15
D
:
14
H
:
43
MIN

WEBINAR: Google Discover Post Core Updates What works, stopped working, and what's new?

Knowledge Base » Blog » SEO

Google Discover: What It Is and How to Increase Your Chances of Appearing in the Google Feed

Updated on: 2026-06-03  
(11 min. read)
Google Discover: What It Is and How to Increase Your Chances of Appearing in the Google Feed
Google Discover can be a valuable - though often unpredictable - source of traffic for website owners. Sometimes, a single well-chosen topic suddenly reaches thousands of users, even though nobody typed a specific query into Google. That’s exactly what sets Discover apart from traditional SEO: users are not actively searching for answers. Instead, Google recommends content based on their interests. Find out what Google Discover is and how to optimize for Google Discover to improve your chances of appearing in the feed.

What Is Google Discover?

Google Discover was launched in 2018. It is a personalized feed featuring articles, news, and other types of content that users mainly see in the Google app and on the Google homepage on mobile devices. Using advanced algorithms, Google analyzes factors such as user interests, browsing activity, location, and followed topics, then selects content that may appeal to them at a given moment.
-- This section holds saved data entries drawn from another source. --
PR #110, opened 2021-04-20
DM-29147: Switch from using mapApData to new pipeline task and functors.

morriscb:


data/DiaSource.yaml
```diff
@@ -86,8 +93,42 @@ funcs:
     # trailLnL not implemented
     # trailChi2 not implemented
     # trailNdata not implemented
-    # dipMeanFlux needs functor DM-
-    # dipFluxDiff needs functor DM-
+    dipMeanFlux:
```
parejkoj, line 96: "dip" is really the name of it? Not `dipole`? That's very confusing to me: I saw "dip" and thought this was about a source whose flux had gone down or something.

parejkoj, line 96: Also, could you please put a note at the top of the file referencing or linking to where these fields are defined? They don't have docstrings in here, and I assume they are formally defined elsewhere. Not knowing the package, I don't know where to look that up.

data/DiaSource.yaml
```diff
@@ -131,23 +175,53 @@ funcs:
...
+            - base_LocalWcs_CDMatrix_1_2
+            - base_LocalWcs_CDMatrix_2_1
+            - base_LocalWcs_CDMatrix_2_2
     # Icov not implemented
     IxxPsf:
-        functor: Column
-        args: slot_PsfShape_xx
+        functor: ConvertPixelSqToArcsecondsSq
+        args:
+            - slot_Shape_xx
```
parejkoj, line 205: This looks like it would be identical in value to `Ixx`: Shouldn't the `IxxPsf` use an explicitly PSF-like shape? `slot_Shape_xx` is not necessarily PSF-like. I see you used `slot_PsfShape_xy` for `IxyPsf` below.

python/lsst/ap/association/diaPipe.py
```diff
@@ -50,22 +49,16 @@
...
-        name="{fakesType}{coaddName}Diff_diaSrc_schema",
-        storageClass="SourceCatalog",
-        multiple=True
-    )
-    diaSourceCat = connTypes.Input(
-        doc="Catalog of DiaSources produced during image differencing.",
-        name="{fakesType}{coaddName}Diff_diaSrc",
-        storageClass="SourceCatalog",
+    diaSourceTable = connTypes.Input(
+        doc=".",
```
parejkoj, line 59: That's not a doc.

python/lsst/ap/association/diaPipe.py
```diff
@@ -169,11 +162,6 @@ class DiaPipelineConfig(pipeBase.PipelineTaskConfig,
             "band not on this list, the appropriate band specific columns "
             "must be added to the Apdb schema in dax_apdb.",
     )
-    diaSourceDpddifier = pexConfig.ConfigurableField(
```
parejkoj, line 172: I just want to note that I am glad to see "Dpddifier" removed as a thing.

python/lsst/ap/association/transformDiaSourceCatalog.py
```diff
@@ -182,8 +183,11 @@ def run(self,
                             ParquetTable(dataFrame=diaSourceDf),
                             self.funcs,
                             dataId=None).df
+        # The Ra/DecColumn functors preserve the coord_ra/dec original columns.
+        # Since we don't need these and keeping them causes a DB insert crash
+        # we drop them from the DataFrame before returning out value.
```
parejkoj, line 188: "returning out value"?

python/lsst/ap/association/transformDiaSourceCatalog.py
```diff
@@ -182,8 +183,11 @@ def run(self,
...
         return pipeBase.Struct(
-            diaSourceTable=df
+            diaSourceTable=df.drop(columns=["coord_ra", "coord_dec"]),
```
parejkoj, line 190: Checking the docs, `df.drop()` defaults to returning the modified object. That results in a new copy of the data frame. I think what you want here is to make the `df.drop()` call before `return`, and pass `inplace=True` so that it modifies the dataframe in place without making a copy. See:

https://pandas.pydata.org/docs/reference/api/pandas.DataFrame.drop.html

parejkoj (changes requested):
Some wording docs suggestions, but the `IxxPsf` and `df.drop()` questions are important ones, I think.

data/DiaSource.yaml
morriscb: Yep: http://ls.st/dpdd

morriscb: Added reference to http://ls.st/dpdd

data/DiaSource.yaml
morriscb: Thanks for the catch. Was that way due to a bad copy paste job. Now fixed.

python/lsst/ap/association/transformDiaSourceCatalog.py
morriscb: I understand that's what happening. What is your concern here of returning the copy of the dataframe that is computed in this method?

parejkoj: A general avoidance of creating unnecessary copies.

Though I've now spent some time on stackoverflow and some pandas docs, and it looks like an extra copy is typically created in this case even with `inplace=True` (there's a proposal to deprecate `inplace`: https://github.com/pandas-dev/pandas/issues/16529 ). This is surprising behavior, coming from the C++ side of the stack where "don't make unnecessary copies" was a big design goal.

So, I guess leave the code here as-is, and now I wonder whether we shouldn't mention this somewhere in the dev guide since we're starting to use pandas in more places?

data/DiaSource.yaml
parejkoj: That is very unfortunate, but not a problem for this ticket.

parejkoj (approved):

PR #111, opened 2021-05-03
DM-29812: Remove mapApData.py and tests.

morriscb:


isullivan (approved):
Looks good! I don't see anywhere else that `mapApData` is being used, so I think you can go ahead and remove it.

PR #46, opened 2015-11-11
change desired capability names to comply with conventions/spec

Jonahss:


Jonahss:
also /name endpoint (tagName)

XCTWebDriverAgentLib/Commands/FBSessionCommands.m
```diff
@@ -26,10 +26,10 @@ + (NSArray *)routes
     [[FBRoute POST:@"/session"] respond:^ id<FBResponsePayload> (FBRouteRequest *request) {
 
       NSDictionary *requirements = request.arguments[@"desiredCapabilities"];
-      NSString *bundleID = requirements[@"CFBundleIdentifier"];
-      NSString *appPath = requirements[@"FBBinaryPath"];
-      NSAssert(bundleID, @"Should have bundle ID");
-      NSAssert(appPath, @"Should have app path");
+        NSString *bundleID = requirements[@"bundleId"];
+        NSString *appPath = requirements[@"app"];
```
marekcirkos: Isn't this too ambiguous. Maybe `appPath` would be better?

Jonahss: I agree that appPath is better, but the spec would have to be changed.
The reason is that with `app` you can specify a path to an app file, a url
to download the app from, or the bundleId of the app already installed on
the device.
https://code.google.com/p/selenium/source/browse/spec-draft.md?repo=mobile

PR #50, opened 2015-11-12
Size

Jonahss:


WebDriverAgentLib/Categories/UIAElement+WebDriverAttributes.m
```diff
@@ -37,6 +37,17 @@ - (NSDictionary *)wdRect
...
 
+- (NSDictionary *)wdSize
+{
+    CGRect rect = self.wdFrame;
+    return
+    @{
+        @"width": @(rect.size.width),
+        @"height": @(rect.size.height),
+      };
+
```
marekcirkos: Whitespace

XCTWebDriverAgentLib/Commands/FBElementCommands.m
```diff
@@ -61,7 +66,7 @@ + (NSArray *)routes
       NSInteger elementID = [request.parameters[@"id"] integerValue];
       XCUIElement *element = [elementCache elementForIndex:elementID];
       id text;
-      if ([element elementType] == XCUIElementTypeStaticText) {
+      if ([element elementType] == XCUIElementTypeStaticText || [element elementType] == XCUIElementTypeButton) {
```
marekcirkos: Alternative is to create wdText property, but this is only command we need it for so I'll leave it as is.

PR #51, opened 2015-11-12
/back

Jonahss:


mmmulani:
this command seems a bit weird. it doesn't fully replicate the back button on Android or the navigation idea of "back".

what do we lose by not supporting it? (like, do you have any numbers on how many tests use it?)

Jonahss:
No such numbers exist :(

It's one of those "convenience" methods that appium can provide just for better device-parity. I think the method for finding it here is reliable, though of course a user could replicate the functionality themselves.

I'm ok with leaving it out for now, if you think it isn't necessary.

lawrencelomax:
@Jonahss since `WebDriverAgent` in general is a good place to run code on a device, it might be feasible to provide some sort of plugin architecture to allow loading of Framework bundles at runtime. I'm not sure how feasible this is on a Device with codesigning, but it may be possible to load a signed bundle since we don't have to rely on App-Store review rules.

mmmulani:
yeah I would leave it out for now. let's wait for some user reports and
figure the right way to implement this

Jonahss:
I can always just implement it in the appium xcuitest driver.

mmmulani:
closing this as per our discussion

PR #52, opened 2015-11-13
Location

Jonahss:


XCTWebDriverAgentLib/Categories/XCUIElement+WebDriverAttributes.m
```diff
@@ -108,4 +108,13 @@ - (NSDictionary *)wdSize
       };
 }
 
+- (NSDictionary *)wdLocation
+{
+    return
```
marekcirkos: For `wdSize ` and `wdLocation` I think it would be better to reuse `wdRect` by calling `return self.wdRect[@"size"]` and `return self.wdRect[@"origin"]`

Jonahss: :+1: I'll make the change

Jonahss:
closed in favor of #58

PR #55, opened 2015-11-17
Apple tv osx targets

marekcirkos:
This adds limited support for OS X and AppleTV. I think it is worth to pull it for the project structure.


marekcirkos:
Will leave it as playground branch

PR #56, opened 2015-11-18
By.id() == By.name()

lawrencelomax:
By.name() is the best proxy that we currently have for By.id(). Clients that attempt to use By.id() will get confusing behavior if this search method is unsupported.


marekcirkos:
lgtm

Users do not enter a search query, compare results on the SERP, or choose from a list of links. Instead, content appears in a personalized feed before they even start looking for it. The more Google services we use, the better Discover becomes at tailoring recommendations. Over time, Google’s algorithms refine the recommendation system based on user engagement.
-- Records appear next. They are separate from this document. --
PR #59, opened 2015-11-20
add Pods directly to project, so users can install off npm without ru…

Jonahss:
…nning cocoapods

I understand if this isn't your normal way of using cocoapods, but this way users will be able to install the entire project through npm and dependencies will come with it.

We want appium users to be unaware of the fact that they're building an xcode project. We should also periodically update the pods.

If you don't want to include them this way, could we keep this in a supported branch? And keep rebasing off master. I can use the branch for publishing appium drivers.

### DIFF
--- a/.gitignore
+++ b/.gitignore
@@ -33,7 +33,8 @@ xcuserdata
 # you should judge for yourself, the pros and cons are mentioned at:
 # http://guides.cocoapods.org/using/using-cocoapods.html#should-i-check-the-pods-directory-into-source-control
 #
-Pods/
+
+# Pods/
 
 # Carthage
 #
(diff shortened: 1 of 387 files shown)


mmmulani:
we wanted to add these originally and I checked my email thread internally with legal and unfortunately, we aren't allowed to distribute these :( (I guess it's because people might think that Facebook wrote it or is providing it? even though we obviously aren't)

I'm not sure even a branch would be allowed although a fork (that wasn't Facebook owned) would obviously be okay. sorry for the trouble :(

Jonahss:
Aha I see. Yeah that totally makes sense.
Ok, I'll set up a branch that just includes this commit. Makes the release process a little messier but I can cope :)

I'll set it up once I'm ready to publish the first version in appium, then I'll come back here and close this PR.

Jonahss:
Forked with Pods bundled: https://github.com/appium/WebDriverAgent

Google Discover vs. Traditional Search

The biggest difference between the Google Discover feed and the traditional search engine is the lack of a search query. In standard search, users type in a phrase and expect a direct answer. In Discover, Google suggests content before a specific question even arises. That’s why Discover does not work like a ranking system for specific keywords. Instead, it functions more like a recommendation engine tailored to individual interests.

Google Discover vs. Google News

Discover is also different from Google News. Google News is a separate service focused on news content. Users can browse top headlines, search for stories within selected categories, and customize sections according to their preferences.
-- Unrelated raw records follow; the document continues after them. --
PR #67, opened 2015-11-30
Fixed alert accept & dismiss commands. 

marekcirkos:
Calling [XCUICoordinate tap] have some side effect which looks like additional tap on the screen. Switching to XCEventGenerator which is used by -[XCUIElement tap]


mmmulani:
lgtm

PR #71, opened 2015-12-02
Added inhibit_all_warnings! to Podfile

marekcirkos:
Worthless warnings


lawrencelomax:
Sounds good, I'm not sure if WDA has this but it might be nice to use an `xcconfig` to provide a good default set of warnings. I've tripped over a few things in `FBSimulatorControl` as I didn't have enough warnings set at the time.

PR #76, opened 2015-12-11
Preventing XCUITestRunner from stopping on app crash or other failure

marekcirkos:
At the moment whenever application crashes during test or we encounter any other failure test runner is immediately stopped as well.
It is way better to have test runner still responding to requests infroming that application is dead and possibly serve other requests.


Jonahss:
cool!

PR #92, opened 2016-01-08
Adding support for Touch ID Match and NoMatch

kaleposhobios:
BTouchIDCommands contains new route /simulator/touch_id with argument “match” to trigger Touch ID Match or NoMatch event. If you need me to rebase my changes better I can.

I have signed the corporate CLA.

Issue #26, opened 2015-10-22
Simulate fingerprint ID on simulators?


Jonahss:
According to this, looks like there exists a framework for simulating touch ID: http://stackoverflow.com/questions/25459059/is-there-any-way-to-use-apples-touch-id-fingerprint-scanner-on-ios-simulator

Think we could find the way to call it ourselves?

mmmulani:
it looks like that posts a notification of name "com.apple.BiometricKit_Sim.fingerTouch.match"/"com.apple.BiometricKit_Sim.fingerTouch.nomatch". If that's enough, it should be pretty easy but haven't tested it out. Do you want to try it?

Jonahss:
I've got a couple higher-priority things first I wanna clear out. Working on getting a working webdriveragent-driver for appium. Then I'm going to start looking for unimplemented api endpoints.

mmmulani:
sounds good :)

-Mehdi

Jonahss:
Could you explain how you detected that notification?

mmmulani:
I just opened the simulator in Hopper and started poking around for some
touch ID stuff

kaleposhobios:
I tested this and it seems to work. I added a route like this:
    [[FBRoute POST:@"/touch_id_fail"] respond: ^ id<FBResponsePayload> (FBRouteRequest *request) {
        if (notify_post("com.apple.BiometricKit_Sim.fingerTouch.nomatch")) {
            return FBResponseDictionaryWithOK();
        } else {
            return FBResponseDictionaryWithStatus(FBCommandStatusUnsupported, nil);
        }
    }],
I tested it on my touch id enabled app and it works great. 

I'm not sure which route file you want to add this to, but I confirm the notification you mentioned will work and we can easily implement it.

mmmulani:
I would add a new FBTouchIDCommands.m file here: https://github.com/facebook/WebDriverAgent/tree/master/WebDriverAgentLib/WebDriverCommands and add them

Jonahss:
In appium we have custom routes like this:
`'/wd/hub/session/:sessionId/appium/device/lock'`

You could add a route like
`/session/:sessionId/xcuitest/simulator/touch_id`. Pass a boolean parameter for pass/fail? Or something along those lines.

kaleposhobios:
Why WebDriverAgentLib and not XCTWebDriverAgentLib? Or to put it another way, do I have to duplicate the code? Can I simply add the file to both targets?

[...]

PR #93, opened 2016-01-11
Added Simulator Touch ID Match and NoMatch commands

kaleposhobios:
FBTouchIDCommands contains new route /simulator/touch_id with argument “match” to trigger Touch ID Match or NoMatch event


kaleposhobios:
Note: this is a re-working of the previous PR https://github.com/facebook/WebDriverAgent/pull/92, so its cleaner and doesn't have Pods.

marekcirkos:
I see you added it to UIAutomation WebDriverAgent does it work only on UIAutomation?
If it works for both UIAutomation and XCUITest could you move files to 'WebDriverAgentCore/Commands'?

kaleposhobios:
Hi,

Thanks for taking a look. I didn't actually try it on UIAutomation, only on XCUITest. I put it in the location as suggested by mmmulani on this thread: https://github.com/facebook/WebDriverAgent/issues/26 but probably I didn't accurately communicate which mechanism it works with.

Since it's a just a notification posted to the system I'll move it to ```WebDriverAgentCore/Commands```

kaleposhobios:
Ok, I have moved it. Please let me know if there's anything else I can do.

marekcirkos:
Awesome, thank you!

marekcirkos:
I needed to revert your diff due to issues with our, bot. They have been merged back here https://github.com/facebook/WebDriverAgent/commit/fa239bdea378b1030627d95f8e8fe60e69c19863

PR #99, opened 2016-01-15
HACK: Redefine free() to fix bug in AXRuntime.framework

mmmulani:


Podfile
```diff
@@ -28,11 +31,13 @@ end
 # XCT Testing
 
 target :XCTWebDriverAgentLib, :exclusive => true do
+  pod 'fishhook', :git => 'https://github.com/facebook/fishhook.git', :commit => '8dbd09b'
```
marekcirkos: Do we needed in XCT as well?

mmmulani: I'm not sure but I think so because we share the same main.m? was more afraid of breaking it to be honest :P

marekcirkos:
This insanity looks good to me :)
image

Jonahss:
Mad props

PR #653, opened 2017-07-15
Xpath lookup resurrection for iOS 11+

mykola-mokhnach:
The actual content of element attributes in iOS 11+ is resolved during search query execution at runtime. This means, that by executing descendants lookup by type ANY these descendants will be returned with all their properties set to default values unless one reads the corresponding XCUIElement's property from XCUIElementAttributes protocol to "fill" the necessary fields. XCTest only keep pointers to the located elements and will lazily resolve the corresponding attribute values upon their invocation.
For XML tree building this means we not only need to gather all descendants, but also read the corresponding XCUIElement (and not XCElementSnapshot) attributes at least once (however each XCUIElementAttributes's property call is not cached and invokes a new internal XCTest request).

The current implementation for iOS 11+ is much slower, than it is for iOS 10 and earlier versions, but it is reliable and passes unit and integration tests. All comments and proposals are welcome.


mykola-mokhnach:
I'm going to fix the lookup by predicate in iOS 11 after this PR is merged (the problem about SIGABRT described in https://github.com/facebook/WebDriverAgent/issues/639), but it requires the changes  that I did here to XCUIElement+FBWebDriverAttributes.m.

marekcirkos:
This is way to much changes at one go. You killed `forwardingTargetForSelector` and much more. I can't really reason on what is actually changing here. Can you split this and explain what is going on here?

mykola-mokhnach:
@marekcirkos Unfortunately I cannot split this, since all these changes are mandatory to make the feature work properly. I will be happy to explain everything in a chat, for example via Appium Slack or Google Hangouts.

mykola-mokhnach:
However, it is theoretically possible to keep WebDriverAttributes changes in a separate PR, if you think it might help to have the fix merged faster...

Discover may display news stories, but it is not limited to them. The feed can include guides, analyses, evergreen content, lifestyle articles, expert commentary, videos, and other formats - provided they match user interests. For website owners, this creates broad opportunities, but also introduces more unpredictability than standard SEO.

Google Discover: How to Turn It On and Off

Google Discover is available through the settings in the Google app. It is usually enabled by default on Android devices. In most cases, users can access it by swiping right on the phone’s home screen or by opening the Google app. On iPhones, the Discover feed is available within the app after signing into a Google account.

To enable Google Discover:

  • Open the Google app,
  • Tap your profile picture or account icon in the upper-right corner,
  • Go to Settings,
  • Select General,
  • Turn Discover on or off.

If you want to turn off Google Discover, follow the same steps. You can also customize the topics shown in your feed by tapping the three-dot icon on any post and selecting options such as “Interested in this” or “Not interested.”

How Does Google Choose Content for Discover?

For content to appear in Google Discover, it must first be indexed by Google and comply with Google Search content policies. There is no need to add a special tag, implement separate structured data specifically for Discover, or manually submit a page to the platform. However, indexing alone does not guarantee visibility in the feed.

What can influence your appearance in Discover?

Google uses many factors when selecting content to display. It evaluates website quality, topic relevance, usefulness, source credibility, user interests, and how well the content matches the current context. Discover relies on Google Search systems, but it does not rank pages for a single keyword. The same article may be shown to one group of users while being completely ignored by another. Because of that, you cannot “set a position” in Discover the same way you would in traditional SEO. Still, you can prepare content in ways that increase its recommendation potential.

What Increases Your Chances of Appearing in Google Discover?

Valuable and Trustworthy Content

Appearing in Google Discover requires a comprehensive approach. The foundation is content that offers more than recycled information already available on dozens of websites. Google pays attention to helpfulness, reliability, and the author’s experience. A clear heading structure and logical organization also matter.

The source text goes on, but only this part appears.